Hint 2: You’ll need a p-value calculator to find the p-value: https://www.graphpad.com/quickcalcs/pvalue1.cfm 

In [2]:
def sample_std_dev(array):
    sample_mu = array.mean()
    n = len(array)
    return np.sqrt(np.sum((array - sample_mu) ** 2 )/ (n-1))

def t_statistic(samples_array, mu):
    sample_mu = samples_array.mean()
    s = sample_std_dev(samples_array)
    n = len(samples_array)
    return (sample_mu - mu) / (s / np.sqrt(n))
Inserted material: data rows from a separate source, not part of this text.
PR #309, opened 2026-06-23
docs(itun): document 60 FPS sheet-scroll perf methodology (REQ-NF-03)

alxjrvs:
## Feedback

**M3: Verify and document 60 FPS mobile sheet-scroll performance (REQ-NF-03)** — acceptance is a non-functional perf bar: keep the live sheet scrolling at 60 FPS on an iPhone-class device, and document how that was measured. This is a verification + documentation task, not a reported defect. The real gap: no perf measurement methodology was committed anywhere (no perf doc, no perf assertion in the e2e suite).

## UX area changed

`apps/in-the-union-now` live-sheet scroll path: the shared shell `src/components/sheet/LiveSheet.tsx` (+ `useCondensed`) and its body slabs `MechSheet.tsx` / `PilotSheet.tsx` / `CrawlerSheet.tsx`, reached via `src/routes/sheet/$kind/$id.tsx`. No sheet code was changed — only documentation and a new e2e regression guard.

## Rules reference

None. REQ-NF-03 is a non-functional **performance** requirement (frame rate), not a Salvage Union game mechanic — the SURules PDFs (Core Book 2.0a, Quick Ref 2.0, Starter Set 1.0) govern game rules, not rendering performance, so there is no rulebook citation this change depends on.

## What this does

Closes the documentation/verification gap; no fix is warranted because the scroll path is already free of the usual jank sources (verified by reading the code + repo-wide grep):

- No `onScroll` / `addEventListener('scroll')` — the sticky-bar condense is a single-threshold `IntersectionObserver` (`useCondensed`), firing once at the hero-out-of-view transition, not per frame.
- The prototype's per-frame `clamp01` interpolation was deliberately not ported (only a comment remains).
- No `backdrop-blur`/`backdrop-filter`, `will-change`, or `scroll-snap` on the sheet path (the only `backdrop-blur` is in `WizShell.tsx`, the build wizard).
- The only condense-driven style change is a one-shot `box-shadow` toggle on the already-sticky header (paint-only, not per-frame).
- Body is a bounded, non-virtualized list of slabs sized to one entity's loadout — list length is not user-scalable.

Changes:

1. **`docs/architecture/sheet-scroll-performance.md`** — why the path is fast by construction; the canonical measurement method (Chrome DevTools Performance + iPhone-class device emulation + 4×–6× CPU throttle); the pass bar (~16.7 ms frames, no dropped frames / no main-thread long tasks); and a Baseline-runs table.
2. **`apps/in-the-union-now/e2e/sheet-scroll-perf.e2e.ts`** — a chromium regression guard that programmatically scrolls a mech sheet top→bottom→top and asserts **zero** main-thread long tasks (Long Tasks API), the device-independent failure mode for dropped frames. Self-skips on non-chromium engines.
3. **`docs/README.md`** — registers the doc in the intent map + architecture table.

> Note: the manual canonical 60-FPS baseline must be captured **interactively** — a headless/sandboxed agent session cannot launch a throttled, device-emulated Chrome. The doc's Baseline-runs table has a `pending` row to fill in from that run.

## Checks passed

- `bun run typecheck:itun` — pass (ITUN app). Pre-existing errors in `packages/salvageunion-reference/lib` + `tools` (untouched here) surface only on the package's broader `tsconfig.json`.
- `bun --filter in-the-union-now test` — 891 pass / 0 fail.
- `bun run lint` — clean (all packages, incl. the new e2e file).
- `bun run format` — clean.
- Pre-push hooks (typecheck, test, validate:all, knip) — passed on push.
- The new e2e scroll probe itself was not executed here (Chromium cannot launch in this sandboxed session); it runs in the chromium e2e harness / CI.

### DIFF
--- a/apps/in-the-union-now/e2e/sheet-scroll-perf.e2e.ts
+++ b/apps/in-the-union-now/e2e/sheet-scroll-perf.e2e.ts
@@ -1,0 +1,87 @@
+import { test, expect } from '@playwright/test'
+import { buildMech, openSheetFor, waitForReady } from './_helpers'
+
+/**
+ * Sheet-scroll performance probe (REQ-NF-03).
+ *
+ * Acceptance for REQ-NF-03 is a non-functional perf bar: the live sheet must
+ * keep scrolling at 60 FPS on an iPhone-class device. The methodology, the
+ * pass bar, and how to read this probe are documented in
+ * docs/architecture/sheet-scroll-performance.md — read that first.
+ *
+ * Why this assertion shape: 60 FPS means the browser has a ~16.7 ms budget per
+ * frame. Smooth scrolling on a compositor-driven page is broken by *main-thread
+ * long tasks* (≥ 50 ms blocks, the Long Tasks API definition) landing during
+ * the scroll — they stall the rAF/commit pipeline and drop frames. The ITUN
+ * sheet path is deliberately free of per-frame scroll JS (the condense bar is
+ * an IntersectionObserver single-threshold toggle, not an onScroll handler —
+ * see LiveSheet.tsx `useCondensed`), so a healthy run records ZERO long tasks
+ * across a full programmatic scroll of the sheet. We assert exactly that.
+ *
+ * This is a regression guard, not the primary 60-FPS sign-off: the canonical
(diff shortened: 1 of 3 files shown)


alxjrvs:

PR #312, opened 2026-06-23
fix(itun): surface Bio & Nanite tech tiers in mech install filter

alxjrvs:
## Feedback

In the mech wizard's **Install Systems / Install Modules** step, the tech-tier filter chip row only offered tiers 1–6. The Salvage Union reference dataset also tags systems and modules with tech level `B` (Bio) and `N` (Nanite) — **7 Bio + 3 Nanite systems** and **3 Bio + 3 Nanite modules** (verified against `systems.json` / `modules.json`). Because `InstallStep` hardcoded `ALL_TLS = [1..6]` and typed `techLevel` as a plain `number`, there was no chip (and no swatch color) for the Bio/Nanite tiers. With no chip active the B/N items rendered, but the moment any numeric TL chip was selected, all 16 B/N entries became permanently unreachable, with no way to isolate just the Bio/Nanite gear.

## UX area changed

Mech wizard custom-loadout flow:
- `apps/in-the-union-now/src/components/mech/InstallStep.tsx` (rendered for both kinds via `LoadoutStep.tsx`)
- `apps/in-the-union-now/src/lib/rules/types.ts` (the `TechLevel` type that constrains it)
- `packages/suref-react/src/styles/theme.css` (TL swatch CSS vars)

The crawler builder's deliberate numeric-only TL gating (`CrawlerBuilder.tsx`) is **left unchanged** — out of scope.

## SURules reference

Salvage Union Core Book Digital Edition 2.0a — Tech Levels (p.244 Conditions/Salvage area; mirrored in **SU_Quick Ref Sheets Digital 2.0**, "Tech Levels" box): *"Tech 6 — state of the art, secret projects that begin with X, bio and nanite tech."* This establishes Bio and Nanite as legitimate equipment tech tiers in the catalog (e.g. Nanite Repair Arm), so the builder must surface them rather than omit them. The canonical source of truth in code is `salvageunion-reference`'s `TechLevelSchema` (`number 1-6 | 'B' | 'N'`).

## Fix

- Widen `TechLevel` to `1|2|3|4|5|6|'B'|'N'` to match `TechLevelSchema`; add a `NumericTechLevel` subset (1–6) for the crawler-only tier arithmetic in `tierUpgradeCost`, which stays numeric.
- `InstallStep`: extend `ALL_TLS` with `'B'`/`'N'`, type `InstallItemLike.techLevel` as `TechLevel`, and replace the numeric `a.techLevel - b.techLevel` sort with a `TL_RANK` map ordering 1–6 then Bio then Nanite. The `activeTls.includes(...)` filter works unchanged. Chips label B/N as "Bio"/"Nanite".
- Add `--color-tl-B` / `--color-tl-N` swatch CSS vars so the new chips render a non-empty swatch.

This restores access to all 16 currently-hidden B/N entries with no schema or store change. The reporter's broader "Add"-button redesign (shared with the stacking-item feedback) is a deliberately-separate, larger UX item and is not bundled here.

## Checks

- `bun run typecheck` — pass
- `bun --filter in-the-union-now test` (891 pass / 0 fail) and `bun --filter suref-react test` (310 pass / 0 fail) — pass. (Root `bun test` shows `indexedDB is not defined` failures, a known preload quirk when run from root instead of per-package; pre-push hook test suite passed.)
- `bun run lint` — pass
- `bun run format` — clean
- Pre-push hooks (typecheck, test, validate:all, knip) — passed on push

### DIFF
--- a/apps/in-the-union-now/src/components/mech/InstallStep.tsx
+++ b/apps/in-the-union-now/src/components/mech/InstallStep.tsx
@@ -8,11 +8,18 @@ import { LoadoutPanel } from './LoadoutPanel'
 type InstallItemLike = {
   id: string
   name: string
-  techLevel: number
+  techLevel: TechLevel
   slotsRequired: number
 }
 
-const ALL_TLS: TechLevel[] = [1, 2, 3, 4, 5, 6]
+// Tech tiers, in display order: numeric 1–6 then Bio (B) then Nanite (N).
+// Bio/Nanite are real equipment tiers in the SRD catalog (Core Book p.244 /
+// Quick Ref "Tech Levels"), so the filter must offer them — otherwise their
+// systems/modules become unreachable the moment any numeric chip is active.
+const ALL_TLS: TechLevel[] = [1, 2, 3, 4, 5, 6, 'B', 'N']
+
+// Sort rank for a tech tier: 1–6 keep their value, then B, then N last.
+const TL_RANK: Record<TechLevel, number> = { 1: 1, 2: 2, 3: 3, 4: 4, 5: 5, 6: 6, B: 7, N: 8 }
 
 type InstallStepProps = {
   /** Which dataset this step installs from. */
@@ -54,13 +61,13 @@ export function InstallStep({
     const accessor =
       kind === 'systems' ? SalvageUnionReference.Systems : SalvageUnionReference.Modules
     const items = accessor.all() as unknown as InstallItemLike[]
-    return [...items].sort((a, b) => a.techLevel - b.techLevel || a.name.localeCompare(b.name))
+    return [...items].sort(
+      (a, b) => TL_RANK[a.techLevel] - TL_RANK[b.techLevel] || a.name.localeCompare(b.name)
+    )
   }, [kind])
 
   const visible =
-    activeTls.length === 0
-      ? allItems
-      : allItems.filter((i) => activeTls.includes(i.techLevel as TechLevel))
+    activeTls.length === 0 ? allItems : allItems.filter((i) => activeTls.includes(i.techLevel))
 
   function toggleTl(tl: TechLevel) {
     setActiveTls((prev) => (prev.includes(tl) ? prev.filter((t) => t !== tl) : [...prev, tl]))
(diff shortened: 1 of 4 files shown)


alxjrvs:
## Independent review

**What I checked**

- **Feedback resolved.** `ALL_TLS` now extends to `[1..6,'B','N']`, the filter (`activeTls.includes(i.techLevel)`) and the `TL_RANK` sort both handle B/N, and chips label them "Bio"/"Nanite". Selecting a numeric chip no longer strands the Bio/Nanite gear — each tier is now independently filterable. Confirmed.
- **Data counts.** Verified against `systems.json` / `modules.json`: 7 Bio + 3 Nanite systems, 3 Bio + 3 Nanite modules = 16 entries that were previously unreachable once any chip was active.
- **Schema alignment.** `TechLevelSchema` in `salvageunion-reference` is `number 1-6 | 'B' | 'N'`; the widened `TechLevel` type now matches that canonical source. The new `NumericTechLevel` (1–6) subset correctly constrains `tierUpgradeCost`, whose loop does numeric tier arithmetic — all its callers pass numeric literals, so the narrowing is safe and breaks nothing.
- **Rules.** Bio/Nanite are legitimate SRD equipment tiers (Quick Ref "Tech Levels" box; Core Book tech-levels), so surfacing them is correct, not an invented tier.
- **Scope.** Only 4 files touched; no schema/store/backend change. `CrawlerBuilder.tsx` is untouched. Reuses the shared `FilterChip` (its `swatchStyle` prop renders the new `--color-tl-B/N` vars via inline `background`) rather than a one-off — both new chips get a visible bordered swatch.
- **Checks (re-run locally on the PR branch).** ITUN typecheck clean; `suref-react` 310/0, `in-the-union-now` 891/0; lint clean across all packages. The only typecheck failures (`satori` / `@resvg/resvg-js` module-not-found in suref-web) reproduce identically on `main` — pre-existing optional-dep issue, unrelated to this PR.

**Concerns**

- Minor, non-blocking: the PR body attributes the "numeric-only TL gating" to `CrawlerBuilder.tsx`, but the numeric arithmetic actually narrowed lives in `scrap.ts` `tierUpgradeCost`. The substantive claim (numeric paths stay numeric, crawler builder unchanged) holds; just an imprecise file reference in the prose.

Minimal, correct, well-scoped fix that restores access to all 16 hidden B/N entries.

**Review status: ✅ Approved**

alxjrvs:
Superseding: operator chose the 'Add-button foundation' decomposition — the base PR should replace the tier-chip select with the Add-to-list selector (which surfaces all tiers incl Bio/Nanite) rather than adding B/N chips. Reopening with that approach.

def p_value_from_t_statistic(t_stat, dof, tails=1):
    if tails == 1:
        return stats.t.cdf(t_stat, dof)
    else: 
        return stats.t.cdf(t_stat, dof) * 2

Given fill data:

In [3]:
fills = np.array([50, 40, 70, 75, 45])

We need to compute t as shown below:

$$ t = \frac{\bar{x} - \mu}{\frac{s}{\sqrt{n}}} $$

In [4]:
x_bar = fills.mean()
x_bar

56.0

\\(\mu\\) is our average fill that we are testing our hypothesis against

In [5]:
mu = 70 # Null Hypothesis H0

Sample standard deviation needs degress of freedom \\(n-1\\)

In [6]:
# With formula
s = sample_std_dev(fills)
print("{:.4f}".format(s))

15.5724


In [7]:
# With numpy
s = fills.std(ddof=1)
print("{:.4f}".format(s))

15.5724


n is our number of samples

In [8]:
# With len function
n = len(fills)

In [9]:
# With numpy shape attribute
fills.shape

(5,)

In [10]:
n = fills.shape[0]
print("n: {}".format(n))

n: 5


In [11]:
t_stat = t_statistic(fills, mu)
print("t_satatistic: {:.4f}".format(t_stat))

t_satatistic: -2.0103


Two tailed signifcance value

In [12]:
alpha = (1.0 - 0.95) / 2
print('alpha: {:.3f}'.format(alpha))

alpha: 0.025


In [13]:
# p-value from scipy stats or can find form link above
p = p_value_from_t_statistic(t_stat, n-1, 2)
print('p-value: {:.4f}'.format(p))

p-value: 0.1148


Can we reject \\(H_0\\)?

In [14]:
p <= alpha

False

We cannot reject the null hypothesis because our data is more likey to occur given the null hypothesis is true than our significance level of 0.025.  In other words, our data cannot prove, with significance, that the average payphone fill after 14 days is not 70%.

## Trains

People in DC constantly complain that the metro consistently runs an average of 10 minutes late. You actually think it’s less than this, so you gather data for ten different trains at a specific location in DC. The following is your data in minutes of lateness: [4, 12, 6, 2, 1, 6, 7, 3, 16, 0]. Based on your data, are the people in DC correct?

In [19]:
h0 = 10
# h1 -> < 10 therefore left-tailed (one-tailed) test

# One-tailed significance value
C = 0.95
alpha = 1 - C

train_samples = np.array([4, 12, 6, 2, 1, 6, 7, 3, 16, 0])
n = len(train_samples)
sample_mean = train_samples.mean()
s = sample_std_dev(train_samples)

In [20]:
t_stat = t_statistic(train_samples, h0)
print("t_satatistic: {:.4f}".format(t_stat))

t_satatistic: -2.7129


In [23]:
p = p_value_from_t_statistic(t_stat, n-1, tails=1)
print('p-value: {:.4f}'.format(p))

p-value: 0.0119


In [24]:
p <= alpha

True

We can reject the null hypothesis because our p-value is less that out significance level (alpha).  In other words, it is less than a 5% chance that we would observe the recorded data if trains we 10 minutes late on average.